With all these warning signs flashing it’s interesting that Bill and Melinda Gates would still be touting the promise of electronic textbooks for young students in their 2019 annual letter. “Instead of just reading a chapter on solving equations,” they wrote, “you can look at the text online, watch a super-engaging video that shows you how it’s done, and play a game that reinforces the concepts.”

That sounds great and there’s certainly a place for eTextbooks in adaptive learning but are they really a substitute for words on paper?  Not according to the students who have to use them.  A Forbes article I read earlier this month about technology in the classroom captures some of the shortfalls of digital. “Please, no more online homework,” says one student. Why?  Because the digital books lacked the tactile experience of paper and the scrolling from page to page interrupted the students’ learning process. 

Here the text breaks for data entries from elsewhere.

PR #9323, opened 2026-07-31
feat(core,console): add configurable reCAPTCHA score threshold

Kathircpe:
## Summary

Make the reCAPTCHA Enterprise score threshold configurable. Admins can now set the minimum accepted score (0.0–1.0) in Security > Bot Protection > CAPTCHA instead of relying on the hardcoded 0.5 default. The threshold is stored in the CAPTCHA provider config and enforced by the experience CAPTCHA validator for invisible mode; checkbox mode remains a binary pass/fail and is unaffected.

## Checklist

- [x] `.changeset`
- [ ] unit tests
- [x] integration tests

### DIFF
--- a/packages/console/src/pages/Security/Captcha/CaptchaFormFields/index.tsx
+++ b/packages/console/src/pages/Security/Captcha/CaptchaFormFields/index.tsx
@@ -1,5 +1,11 @@
 import { RecaptchaEnterpriseMode } from '@logto/schemas';
-import { type UseFormRegister, type FieldErrors, Controller, type Control } from 'react-hook-form';
+import {
+  type UseFormRegister,
+  type FieldErrors,
+  Controller,
+  type Control,
+  useWatch,
+} from 'react-hook-form';
 import { useTranslation } from 'react-i18next';
 
 import FormField from '@/ds-components/FormField';
@@ -25,10 +31,40 @@ function CaptchaFormFields({ metadata, errors, register, control }: Props) {
   const projectIdField = metadata.requiredFields.find((field) => field.field === 'projectId');
   const domainField = metadata.requiredFields.find((field) => field.field === 'domain');
   const modeField = metadata.requiredFields.find((field) => field.field === 'mode');
+  const scoreThresholdField = metadata.requiredFields.find(
+    (field) => field.field === 'scoreThreshold'
+  );
+  const mode = useWatch({ control, name: 'mode' });
   const { t } = useTranslation(undefined, { keyPrefix: 'admin_console' });
 
   return (
     <>
+      {modeField && (
+        <>
+          <FormField title={modeField.label}>
+            <Controller
+              name="mode"
+              control={control}
+              defaultValue={RecaptchaEnterpriseMode.Invisible}
+              render={({ field: { onChange, value } }) => (
+                <RadioGroup name="mode" value={value} onChange={onChange}>
+                  <Radio
+                    title="security.captcha_details.mode_invisible"
+                    value={RecaptchaEnterpriseMode.Invisible}
+                  />
+                  <Radio
+                    title="security.captcha_details.mode_checkbox"
+                    value={RecaptchaEnterpriseMode.Checkbox}
+                  />
+                </RadioGroup>
+              )}
+            />
+          </FormField>
+          <InlineNotification className={styles.modeNotice} severity="alert">
+            {t('security.captcha_details.mode_notice')}
+          </InlineNotification>
+        </>
+      )}
       {siteKeyField && (
         <FormField isRequired title={siteKeyField.label}>
           <TextInput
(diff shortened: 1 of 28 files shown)


packages/console/src/pages/Security/Captcha/CaptchaFormFields/index.tsx
```diff
@@ -65,6 +68,24 @@ function CaptchaFormFields({ metadata, errors, register, control }: Props) {
           />
         </FormField>
       )}
+      {scoreThresholdField && (
+        <FormField isRequired={!scoreThresholdField.isOptional} title={scoreThresholdField.label}>
```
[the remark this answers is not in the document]
Kathircpe: The field is self-explanatory without helper text. It has a label ("Score threshold"), a visible default (0.5 in the setup form), native min/max/step constraints, and the inline error message on invalid input.

packages/console/src/pages/Security/Captcha/CaptchaFormFields/index.tsx
```diff
@@ -65,6 +68,25 @@ function CaptchaFormFields({ metadata, errors, register, control }: Props) {
...
```
wangsijie: `score_threshold_description` is added to all 14 locales but never rendered — `FormField` only passes `title`. Please wire it up via the `description` prop, otherwise it's dead copy.

packages/console/src/pages/Security/Captcha/CaptchaFormFields/index.tsx
```diff
@@ -65,6 +68,25 @@ function CaptchaFormFields({ metadata, errors, register, control }: Props) {
...
+          <TextInput
+            type="number"
+            min={0}
+            max={1}
+            step={0.1}
```
wangsijie: `step={0.1}` without `noValidate` on the form means the browser's native stepMismatch blocks values like 0.35 before `score_threshold_error` can show. Drop `step` or use `0.01`.

packages/console/src/pages/Security/Captcha/CreateCaptchaForm/constants.ts
```diff
@@ -108,6 +108,12 @@ export const captchaProviders: CaptchaProviderMetadata[] = [
         placeholder: 'security.captcha_details.domain_placeholder',
         isOptional: true,
       },
+      {
+        field: 'scoreThreshold',
```
wangsijie, line 112: The field renders in checkbox mode too (default 0.5 gets stored), but the validator ignores it entirely. Hide it for checkbox mode, or note in the description it only applies to invisible mode.

packages/console/src/pages/Security/Captcha/CaptchaFormFields/index.tsx
```diff
@@ -65,6 +68,25 @@ function CaptchaFormFields({ metadata, errors, register, control }: Props) {
           />
         </FormField>
       )}
+      {scoreThresholdField && (
```
wangsijie: Threshold renders before the mode selector, but mode decides whether it applies. Move it after mode.

packages/core/src/routes/experience/classes/libraries/captcha-validator.ts
```diff
@@ -109,11 +111,12 @@ export class CaptchaValidator {
         riskAnalysis: { score },
       } = responseGuard.parse(result);
 
+      const scoreThreshold = config.scoreThreshold ?? DEFAULT_SCORE_THRESHOLD;
```
wangsijie: Integration test only checks the API accepts the field, not behavior (pass/fail/checkbox-ignore/0.5 fallback); the validator is fully mocked via `__mocks__`. Extract a pure function and add a unit test.

packages/console/src/pages/Security/Captcha/CaptchaFormFields/index.tsx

It’s now well known that paper has some important advantages over pixels. Writing on paper helps with long-term comprehension and reading long passages on screens is more difficult than reading the same words on paper.  Tim Cook in that same The Guardian interview went on to say, “There are still concepts that you want to talk about and understand. In a course on literature, do I think you should use technology a lot? Probably not.” 

So, does that mean there’s no place for digital in the classroom? No. Students need both the immediacy of digital and the tactile of paper to get the most from their learning experience.

But if you had to choose just one, there’s still no substitute for paper.